More to your point, it seems plausible to negotiate between preferences, internally to an individual, in a way that doesn’t require falsification, and instead works by weighing tradeoffs. But I don’t have a clear picture of exactly why internal negotiation requires less falsification than external pressure; is it mainly a quantitative difference between amount of privacy between parts (hence potential for fraud), or ease of communication; or is it something to do with individuals having some integrated criteria of judgement; or what? (Also, can the intraindividual structure be ported to the interindividual realm, etc.) I’m also wondering, if the way individuals coherentize does involve some preference falsification even apart from external pressure (for example, sour grapes?), does that have the same problems as you discuss? If someone has strictly partial preference falsification from external pressure, will they not be able to make FAI (given that they could chain from some coherent goal, even if it’s not the whole of their values, and therefore build up coherent understanding)?
It seems like some forms of reinforcement learning do some forms of coherentizing short-term and long-term preferences; there can be a short-term reward associated with a prediction of future reward, e.g. happiness upon having successfully negotiated to buy a house, which is a prediction of future reward. It seems pretty common for “instrumental” goods like money to be associated with short-term hedonic reward.
The way it would not involve preference falsification is if it is clear whether something is being done for short-term or long-term benefit, and short-term benefits aren’t totally getting overwritten with long-term benefits. Similar to Eliezer’s point about the drowning child except extending across time instead of space.
But I don’t have a clear picture of exactly why internal negotiation requires less falsification than external pressure
There are 2 layers where there could be falsification: internal and external. For external we can see the mechanisms better, it’s possible for two different people to perceive the same facts about the society they live in, in a way that’s harder for mental facts. So that seems like a more natural place to start correcting the errors, although correcting internal errors is also necessary to some degree, and will use some tools in common with correcting external errors.
Incoherence of a person across time is often related to that person being externally influenced, e.g. trying to comply with whoever they’re talking with at the time and therefore expressing different values at different times.
So I’m wondering what mechanisms there are or could be for coherentizing short- and long-term preferences, given that they’re prima facie in conflict. And, how could such a mechanism not involve preference falsification. I mean, it seems much less bad to do something for long-term (individual intrinsic) value that harms short-term (individual intrinsic) preferences, or even vice versa, than to do something for no reason that harms all preferences, or to do something for externally imposed reasons, which would play into dynamics that result in doing things for no reason.
More to your point, it seems plausible to negotiate between preferences, internally to an individual, in a way that doesn’t require falsification, and instead works by weighing tradeoffs. But I don’t have a clear picture of exactly why internal negotiation requires less falsification than external pressure; is it mainly a quantitative difference between amount of privacy between parts (hence potential for fraud), or ease of communication; or is it something to do with individuals having some integrated criteria of judgement; or what? (Also, can the intraindividual structure be ported to the interindividual realm, etc.) I’m also wondering, if the way individuals coherentize does involve some preference falsification even apart from external pressure (for example, sour grapes?), does that have the same problems as you discuss? If someone has strictly partial preference falsification from external pressure, will they not be able to make FAI (given that they could chain from some coherent goal, even if it’s not the whole of their values, and therefore build up coherent understanding)?

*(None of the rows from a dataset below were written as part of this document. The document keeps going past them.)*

Issue #203, opened 2013-10-24
@recallall suggestion


Streusel:
Either, modify @recallall or create a new command such as @recallmost.
The purpose of the new or modified command would be to disregard venders (buyer & seller) and chat room operators/users, possibly also users that are currently in a NPC chat as they might else get stuck when used during a quest, and teleport/warp everyone else to the person who used the command.

PR #2269, opened 2018-10-07
Minor logic change to @recallall to only warp players which can act

shouxian92:

### Pull Request Prelude

### Changes Proposed

Adds an additional conditional statement before setting a particular player's position. Re-used  `pc_cant_act` which covers all the conditions mentioned in the issue. In addition, it also checks for players who are active in the past 300 seconds.

Since i don't see any configuration variable storing a value that denotes something like -> **how many seconds before we determine a user is idle?** I'm not sure if I should introduce a new global variable since such a timeout is only used for this command.

**Affected Branches:** 
- master

**Issues addressed:**
-  https://github.com/HerculesWS/Hercules/issues/203

[//]: https://github.com/HerculesWS/Hercules/issues/203


doc/atcommands.txt
```diff
@@ -786,7 +786,7 @@ Additionally, @follow will track the player's movements until turned off.
 @recallall
 
 Warps a character to your position.
-Additionally, @recallall will recall the entire server.
+Additionally, @recallall will recall the entire server, except for players who are Vending, in an NPC dialog or in a Chatroom.
```
dastgirp: You forgot to include idle in description
```@recallall will recall entire server except players who are vending, interacting with NPC, in chatroom or idle```

File: src/map/atcommand.c [hunk 2]
```diff
@@ -3552,9 +3552,9 @@ ACMD(recallall)
 		if (sd->status.account_id != pl_sd->status.account_id && pc_get_group_level(sd) >= pc_get_group_level(pl_sd)) {
 			if (pl_sd->bl.m == sd->bl.m && pl_sd->bl.x == sd->bl.x && pl_sd->bl.y == sd->bl.y)
 				continue; // Don't waste time warping the character to the same place.
-			if (pl_sd->bl.m >= 0 && map->list[pl_sd->bl.m].flag.nowarp && !pc_has_permission(sd, PC_PERM_WARP_ANYWHERE))
+			if (pl_sd->bl.m >= 0 && map->list[pl_sd->bl.m].flag.nowarp && !pc_has_permission(sd, PC_PERM_WARP_ANYWHERE)) {
 				count++;
-			else {
+			} else if (!pc_cant_act(pl_sd) && DIFF_TICK(sockt->last_tick, (pl_sd)->idletime) <= 300) { // Perform the warp only if all the conditions are met (pc_cant_act + idletime lesser than 5 min)
```
dastgirp: add to count if they can't be warped?
since below it displays message ` Because you are not authorized to warp from some maps, %d player(s) have not been recalled.` It would be showing incorrect value if count is not increased

dastgirp:
> how many seconds before we determine a user is idle?

That depends on implementation perspective, we just record the last interaction in sd->idletime, and it depends on the developer to determine idletime for each mod been made (since they can be different). I don't think having a global configuration would be good idea for that

shouxian92:
Thanks for your comments @dastgirp, I've updated the PR. PTAL 😃

Emistry:
just a suggestion, maybe allow GM to self define the `active duration`? this way we wont need to hardcode the value of `300` in the source, and enable more flexibility to define idle duration.
Ex: `@recallall 60`
recall all players who hasn't been idle for the past 60 seconds.

shouxian92:
> just a suggestion, maybe allow GM to self define the `active duration`? this way we wont need to hardcode the value of `300` in the source, and enable more flexibility to define idle duration.
> Ex: `@recallall 60`
> recall all players who hasn't been idle for the past 60 seconds.

This sounds like a great suggestion. I'll probably go along the lines of -> let the GM define the number of seconds, else default to 300.

src/map/atcommand.c
```diff
@@ -3537,7 +3537,7 @@ ACMD(recallall)
 {
 	struct map_session_data* pl_sd;
 	struct s_mapiterator* iter;
-	int count;
+	int unauthorised_count, idle_count;
```
4144: better move this variabled definition into lines where they assigned first time. to line 3549

PR #2307, opened 2018-10-23
Added countnameditem script command.

kisuka:
### Pull Request Prelude

### Changes Proposed

Adds a script command to return the number of signed items a character has in their inventory.

Currently you have to do the following for this same functionality:

```
.@slot3 = getcharid(0) & 65535;
.@slot4 = getcharid(0) >> 16;
countitem2(<item ID>, 1, 0, 0, 254, 0, .@slot3, .@slot4)
```
This pull request changes that so you can simply do this:
```
countnameditem(<item ID>, {<character id/name>});
```

### DIFF
--- a/doc/script_commands.txt
+++ b/doc/script_commands.txt
@@ -5340,6 +5340,30 @@ Check getitem2() to understand the arguments of the function.
 
 ---------------------------------------
 
+*countnameditem(<item id>, "<character name>")
+*countnameditem(<item id>, <character ID>)
+*countnameditem("<item name>", "<character name>")
+*countnameditem("<item name>", <character ID>)
+
+This function will return the number of signed items for the specified item ID
+that the invoking character has in their inventory.
+
+	mes("[Item Checker]");
+	if (countnameditem(Apple) > 0) {
+		mes("You have an apple with your name on it!");
+	} else {
+		mes("You do not have an apple with your name on it.");
+	}
+	next();
+	mes("[Item Checker]");
+	mesf("You have %d apples with John's name on it!", countnameditem(Apple, "John"));
+	close();
+
+Like getnameditem(), this function will also accept an 'english name' from the
+database as an argument.
+
+---------------------------------------
+
 *groupranditem(<item id>)
 
 Returns the item_id of a random item picked from the item container specified. There
--- a/src/map/script.c
+++ b/src/map/script.c
@@ -7714,6 +7714,65 @@ static BUILDIN(countitem2)
 }
 
 /*==========================================
+ * countnameditem(item ID, { <Char Name / ID> })
+ * returns number of named items.
+ *------------------------------------------*/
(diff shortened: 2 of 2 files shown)


HerculesWSAPI:
This change is [Reviewable](https://reviewable.io/reviews/herculesws/hercules/2307)

kisuka:
> could we have extra parameters for count named item of other specific char id that exists in player inventory too?
> example: count how many named `Apple` that exists in PlayerA inventory are named `PlayerB's Apple`?
> 
> ```
> countnameditem(<item ID>, {<character id/name>, <target_char_id/name>});
> ```
> use-case may not be wide, but seem useful if we could have it to count item that named using other player name in different player inventory.

Sure. I'll need to tweak the code a bit but should be possible.

kisuka:
Hmmm might be a bit more complex than I previously thought. So... even in the current state, the inscribed character has to be online for the count to be successful.

I'm not seeing any existing methods in script.c that allows the look up of offline character data. Should we possibly add a new function within pc.c that allows searching for a character's basic information even if they're offline?

src/map/script.c
```diff
@@ -7713,6 +7713,66 @@ static BUILDIN(countitem2)
...
+		id = itemdb->exists(script_getnum(st, 2));
+	}
+
+	if (id == NULL) {
+		ShowError("buildin_countnameditem: Invalid item '%s'.\n", script_getstr(st, 2));  // returns string, regardless of what it was
+		script_pushint(st, 0);
+		return false;
+	}
+
+	for (i = 0; i < MAX_INVENTORY; i++) {
```
4144: i better define inside for ``for (int i = ...``

kisuka: Updated

doc/script_commands.txt
```diff
@@ -5340,6 +5340,30 @@ Check getitem2() to understand the arguments of the function.
...
+
+	mes("[Item Checker]");
+	if (countnameditem(Apple) > 0) {
+		mes("You have an apple with your name on it!");
+	} else {
+		mes("You do not have an apple with your name on it.");
+	}
+	next;
+	mes("[Item Checker]");
+	mes("You have "+countnameditem(Apple, "John")+" apples with John's name on it!");
```
4144: If you want support for translations, you cant split sentenses.
Need use sprintf or other formatting functions.

Example: ``mes(sprintf(_$("You have %d apples with John's name on it!"), countnameditem(Apple, "John"))``

But this is docs, because this i not sure is it really need here.

dastgirp: Or 
```suggestion
mesf("You have %d apples with John's name on it!", countnameditem(Apple, "John"));
```

MishimaHaruna: I agree that docs should show the recommended code style, since this is where people learn/copy from. The suggested `mesf()` variant is the cleanest/most appropriate

PR #2319, opened 2018-11-13
Remove minicore

MishimaHaruna:
### Pull Request Prelude

### Changes Proposed

This PR removes the (currently unused, and with no plans for future use) "minicore" feature, and all the related complications that it required in the makefiles. Compilation time on systems using the GNU Makefiles should also be marginally improved, since they were needlessly compiling `common_mini.a` even if it wasn't linked by any tool. Xcode and Visual Studio aren't affected, since they weren't compiling the minicore at all.

The last minicore user was the old mapcache tool, which has been removed in #1552 (almost two years ago). If we'll need something similar in the future, it should probably be redesigned in a different way (i.e. by making the source files in src/common more modular).


HerculesWSAPI:
This change is [Reviewable](https://reviewable.io/reviews/herculesws/hercules/2319)

PR #2332, opened 2018-12-04
Fix sealed bapho problem

carloshenrq:
### Pull Request Prelude

### Changes Proposed
There is a situation where you can invoke more than one sealed Baphomet.

To reproduce:

1. Go to the second floor of catacombs and before you summon, as party leader, stop on the dialog "The bottom of the Main Altar trembles furiously.".
2. Change party leader to another member, so, he can talk with the seal in the middle too. He stops on the same dialog "The bottom of the Main Altar trembles furiously."
3. Keep doing it until all party is on the same dialog. All of them proceeds the dialog to invoke the sealed Baphomet, and we'll have a lot of sealed Baphomet unsealed.

So, this PR is to don't allow players to abuse the instance using this way.
I've just added instance status check and if the character is truly the party leader.

**Issues addressed:** 
Related to instances #1582, not directly reported.

### DIFF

It seems like some forms of reinforcement learning do some forms of coherentizing short-term and long-term preferences; there can be a short-term reward associated with a prediction of future reward, e.g. happiness upon having successfully negotiated to buy a house, which is a prediction of future reward. It seems pretty common for “instrumental” goods like money to be associated with short-term hedonic reward.
The way it would not involve preference falsification is if it is clear whether something is being done for short-term or long-term benefit, and short-term benefits aren’t totally getting overwritten with long-term benefits. Similar to Eliezer’s point about the drowning child except extending across time instead of space.
There are 2 layers where there could be falsification: internal and external. For external we can see the mechanisms better, it’s possible for two different people to perceive the same facts about the society they live in, in a way that’s harder for mental facts. So that seems like a more natural place to start correcting the errors, although correcting internal errors is also necessary to some degree, and will use some tools in common with correcting external errors.
Incoherence of a person across time is often related to that person being externally influenced, e.g. trying to comply with whoever they’re talking with at the time and therefore expressing different values at different times.